## WHAT TO WORK ON
Match the string "handling" against each line below, and copy every line that matches.
------ SOURCE MATERIAL
PR #542, opened 2020-06-12
Add error code handling for the GCP Functions Adapter

### LINKED ISSUE #539: GCP Adapter - catch exception and return status code 500 instead of 200.
**Describe the bug**
When using GCP Adapter, if an exception was thrown, it doesn't not translate the exception to error status code. For example, if the function throws a runtime exceptions, it should translate into HTTP Status Code 500. Currently it's always translating to 

**Sample**
```
@Bean
  public Function<String, String> uppercase() {
    return value -> {
      throw new IllegalStateException("oops!");
    };
  
```

dzou:
Adds error code handling for the GCP Functions Adapter.

If an exception is thrown, it will set the error code of the response to 500.

Fixes #539 

### DIFF
--- a/spring-cloud-function-adapters/spring-cloud-function-adapter-gcp/src/main/java/org/springframework/cloud/function/adapter/gcp/FunctionInvoker.java
+++ b/spring-cloud-function-adapters/spring-cloud-function-adapter-gcp/src/main/java/org/springframework/cloud/function/adapter/gcp/FunctionInvoker.java
@@ -98,6 +98,11 @@ public class FunctionInvoker extends AbstractSpringFunctionAdapterInitializer<Ht
 					httpResponse.appendHeader(header.getKey(), header.getValue().toString());
 				}
 			}
+			httpResponse.setStatusCode(200);
+		}
+		catch (Exception e) {
+			log.error("Error in HTTP Function Invoker", e);
+			httpResponse.setStatusCode(500, e.getMessage());
 		}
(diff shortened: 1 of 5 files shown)


spring-cloud-function-adapters/spring-cloud-function-adapter-gcp/src/main/java/org/springframework/cloud/function/adapter/gcp/FunctionInvoker.java
```diff
@@ -98,6 +98,11 @@ public void service(HttpRequest httpRequest, HttpResponse httpResponse) throws E
 					httpResponse.appendHeader(header.getKey(), header.getValue().toString());
 				}
 			}
+			httpResponse.setStatusCode(200);
+		}
+		catch (Exception e) {
+			log.error("Error in HTTP Function Invoker", e);
+			httpResponse.setStatusCode(500, e.getMessage());
```
saturnism, line 105: might want to consider not propagating the actual message, since the actual message may have sensetive data.

dzou: Thanks Ray, done. I'll also look into trying to find where that error is being caught by the framework.

dzou:
Closing in favor of a better solution.

PR #544, opened 2020-06-15
Fix error propagation for GCP adapter

### LINKED ISSUE #539: GCP Adapter - catch exception and return status code 500 instead of 200.

dzou:
This fixes the error propagation for the GCP adapter. Now when exceptions are thrown from the function, the http response should be `500`.

The only change done here is to remove the call to `httpResponse.getWriter().close()`; the removal of this call allows the outer-level caller to set the `500` response code correctly when exception is thrown.

Please see `FunctionInvokerIntegrationTests.testErrorResponse()` for verification.

Fixes #539.


saturnism:
+1

olegz:
@saturnism @dzou @meltsufin 
Guys, there are test failures in `FunctionInvokerHttpTests`. Can you please take a look?

dzou:
@olegz - Thanks for your patience Oleg, should be fixed now.

olegz:
Merged

ddixit14:
@olegz, is this still an issue? or has it been fixed?

PR #577, opened 2020-08-14
Fix SI sample for compatibility with latest SI

artembilan:
* Fix test `FunctionSampleSpringIntegrationApplicationTests` to use AssertJ


spring-cloud-function-samples/pom.xml
```diff
@@ -21,7 +21,7 @@
 		<module>function-sample-aws-custom</module>
 		<module>function-sample-supplier-exporter</module>
 		<module>function-sample-azure</module>
-		<!--><module>function-sample-spring-integration</module>-->
+		><module>function-sample-spring-integration</module>
```
meltsufin, line 24:
```suggestion
		<module>function-sample-spring-integration</module>
```

PR #584, opened 2020-09-01
Add GCP Adapter to intro text

meltsufin:
Fixes: #484.

cc/ @saturnism


olegz:
I think this is the same as the one I just merged - ea5da87731bb6d5cc876bacb5af91fd907b42f43, right? If so can you please close it @meltsufin

meltsufin:
Yes, it's the same. I see that you updated the correct file, even though Ray's PR was originally updating `_intro.adoc` which is not used.

saturnism:
oops, thanks :)

PR #595, opened 2020-10-05
Implement lookupStrict

dturanski:
Proposed fix for the kafka-streams error resulting from chage to throw exception on invalid function definitions in SCSt `FunctionConfiguration`.  This adds a new `lookupStrict` method to the catalog that will throw a typed exception to distinguish between `unsupported` and `does not exist definition`.   New method for b/w compatibility.  This can be used in `FunctionConfiguration` to pass if the function exists but is unsupported.  Not ideal since KStreams binder uses the same property `spring.cloud.function.definition`  to bind functions. IMO kstreams binder should use a different property, e.g. something like `spring.cloud.stream.binder.kafka.streams.function....`  but that would be a breaking change.  This PR is a bit of a hack. But I feel strongly that setting the function definition to a non existent function should throw an exception.

### DIFF
--- a/spring-cloud-function-context/pom.xml
+++ b/spring-cloud-function-context/pom.xml
@@ -14,6 +14,9 @@
 		<artifactId>spring-cloud-function-parent</artifactId>
 		<version>3.1.0-SNAPSHOT</version>
 	</parent>
+	<properties>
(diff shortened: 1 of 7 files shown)


olegz:
I believe we no longer need it. Feel free to reopen if otherwise

PR #605, opened 2020-11-06
Fixed bug when function overwrites a header

dturanski:


olegz:
@dturanski I can't review it as it is nothing but formatting changes. I am sure there is something in there but o can't see it

PR #3902, opened 2024-02-01
Custom path for logging (logs.log)

### LINKED ISSUE #1057: Make logging configurable
Hi,

first of all many thanks for putting together this package! Ever since reading the book by Kuhn and Johnson and working with caret in R I've been wanting an equivalent Python library.

Referencing #315 I wanted to propose to change the way the default logger is configured in [`pycaret.internal.logging`](https://github.com/pycaret/pycaret/blob/master/pycaret/internal/logging.py#L26):
```python
    try:
        ch = logging.FileHandler("logs.log")    # <-- don't specify a handler with a fixed filename, here
    except:
        print("Could not attach a FileHandler to the logger! No logs will be saved.")
        traceback.print_exc()
        ch = logging.NullHandler()
    ch.setLevel(logging.DEBUG)
```

In [#315](https://github.com/pycaret/pycaret/issues/315#issuecomment-667677236):
> pycaret commented on Aug 2, 2020
>@eonsmile Nope. Is there is a reason you want to disable? Maybe we can mark this as enhancement and somebody can work on making this functionality optional, if that make sense.

For me the use case is an application wrapping a PyCaret model. I've packaged the application using PyInstaller and it is distributed with a setup wizard as a "conventional" Windows application. After installation it's placed in the system's program folder (C:\Program Files (x86)) where normal users don't have write permissions -- but PyCaret wants to create its log file there. As PyCaret is imported in different modules, monkey-patching would require editing some external libraries as well, so re-configuration of the logger appears to be impractical.

Therefore I suggest to make the logging handler configurable, or do you have strong reasons to hard-code the file output?

Additionally, the [Python docs on logging](https://docs.python.org/3/howto/logging.html#configuring-logging-for-a-library) state:
>Note
>
>It is strongly advised that you do not add any handlers other than NullHandler to your library’s loggers. This is because the configuration of handlers is the prerogative of the application developer who uses your library. The application developer knows their target audience and what handlers are most appropriate for their application: if you add handlers ‘under the hood’, you might well interfere with their ability to carry out unit tests and deliver logs which suit their requirements. 

If you accept this I would be happy to submit a PR implementing it.

Keep up the good work
Joschka

rhsouza:
# Related Issue or bug

The logs.log file is automatically generated in the import script directory (by pycaret/internal/logging.py). This creates problems when the directory is not writable, like AWS Lambda.
I particularly have problems using it directly in the lambda with a container, as the only free directory to write to is '/tmp'.
This update is correctly saving to the desired path.
I found other reports like issue #1057.

Closes #1057

I created a new variable 'logPath' and assigned it an environment variable (PYCARET_CUSTOM_LOGGING_PATH), similar to the one already used for the log level (PYCARET_CUSTOM_LOGGING_LEVEL).
I changed the name of the file ‘logs.log’ to this variable, which takes the path informed in the environment variable and if it doesn’t exist, it continues as ‘logs.log’

# Type of change

# How Has This Been Tested?

After updating the function, I ran pycaret update and provided a new path to the 'PYCARET_CUSTOM_LOGGING_PATH' environment variable.
I imported the functions 'from pycaret.regression import load_model, predict_model' and verified the log file creation as desired.

`NA`

# Checklist:

### DIFF
--- a/pycaret/internal/logging.py
+++ b/pycaret/internal/logging.py
@@ -138,7 +138,7 @@ def create_logger(
     if logger.hasHandlers():
         logger.handlers.clear()
 
-    # custom path to logs.log
+    # custom path for logging, if not given, will use local logs.log
     logPath = os.getenv("PYCARET_CUSTOM_LOGGING_PATH", "logs.log")
     path = logPath if isinstance(log, bool) else log
     ch: Optional[Union[logging.FileHandler, logging.NullHandler]] = None
--- a/pycaret/internal/logging.py
+++ b/pycaret/internal/logging.py
@@ -138,7 +138,9 @@ def create_logger(
     if logger.hasHandlers():
         logger.handlers.clear()
 
-    path = "logs.log" if isinstance(log, bool) else log
+    # custom path to logs.log
+    logPath = os.getenv("PYCARET_CUSTOM_LOGGING_PATH", "logs.log")
+    path = logPath if isinstance(log, bool) else log
     ch: Optional[Union[logging.FileHandler, logging.NullHandler]] = None
     try:
         ch = logging.FileHandler(path)


Yard1 (approved):

Yard1:
Thanks!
------------
## ANSWER SECTION
Add error code handling for the GCP Functions Adapter
Adds error code handling for the GCP Functions Adapter.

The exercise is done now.